1. ¹Department of Preclinical and Clinical Pharmacology, University of Florence, Florence, Italy
2. ²Santa Lucia Foundation, and Department of Neuroscience, University of Rome Tor Vergata, Rome, Italy
3. ³Department of Preclinical and Clinical Pharmacology, University of Florence, Florence, Italy
4. ⁴Department of Histology, University of Florence, Florence, Italy
5. ⁵Institute of Neurobiology and Molecular Medicine – CNR, and Santa Lucia Foundation, Rome, Italy
6. ⁶Department of Neuroscience, University of Rome Tor Vergata, and Santa Lucia Foundation, Rome, Italy
7. ⁷Department of Preclinical and Clinical Pharmacology, University of Florence, Florence, Italy
8. ⁸Department of Neuroscience, University of Rome Tor Vergata, and Santa Lucia Foundation, Rome, Italy

Correspondence: Professor G Sancesario, Department of Neuroscience, University of Rome Tor Vergata, Via Montpellier 1, 00133 Rome, Italy. E-mail: sancesario@med.uniroma2.it

Received 22 July 2005; Revised 2 October 2005; Accepted 23 October 2005; Published online 4 January 2006.

Abstract

Adenosine 5'-triphosphate outflow increases after an ischemic insult in the brain and may induce the expression of P2X₇ receptors in resting microglia, determining its modification into an activated state.
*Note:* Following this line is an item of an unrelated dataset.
PR #4729, opened 2023-02-13
Tsify more tests

joshheyse:
Happy Superbowl Sunday!
Watching 3rd down conversions and converted code.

To assess the effects of P2X₇ receptor blockade in preventing microglia activation and ameliorating brain damage and neurological impairment, we delivered the P2 unselective antagonist Reactive Blue 2 to rats after middle cerebral artery occlusion. In sham-operated animals, devoid of brain damage, double immunofluorescence verified the absence of P2X₇ immunoreactivity on resting microglia, astrocytes, and neurons, identified, respectively, by OX-42, glial fibrillary acid protein, and neuronal nuclei (NeuN) immunoreactivity. After ischemia, vehicle-treated rats showed monolateral sensorimotor deficit and tissue damage in striatum and frontoparietal cortex. Moreover, P2X₇ immunoreactivity was de novo expressed on activated microglia in infarcted and surrounding areas, as well as on a reactive form of microglia, resting in shape but P2X₇ immunoreactive, present in ipsi- and contralateral cingulate and medial frontal cortex. Reactive Blue 2 improved sensorimotor deficit and restricted the volume of infarction, without preventing the expression of P2X₇, but inducing it in the microglia of contralateral frontal and parietal cortex and striatum, which had lost reciprocal connections with the remote infarct area. De novo expression of P2X₇ occurred in both activated and reactive microglia, suggesting their differentiated roles in the area of infarct and in remote regions. Reactive Blue 2 reduced ischemic brain damage, likely blocking the function of activated microglia in the infarct area, but in the remote brain regions promoted the expression of P2X₇ on reactive microglia, developing defense and reparative processes.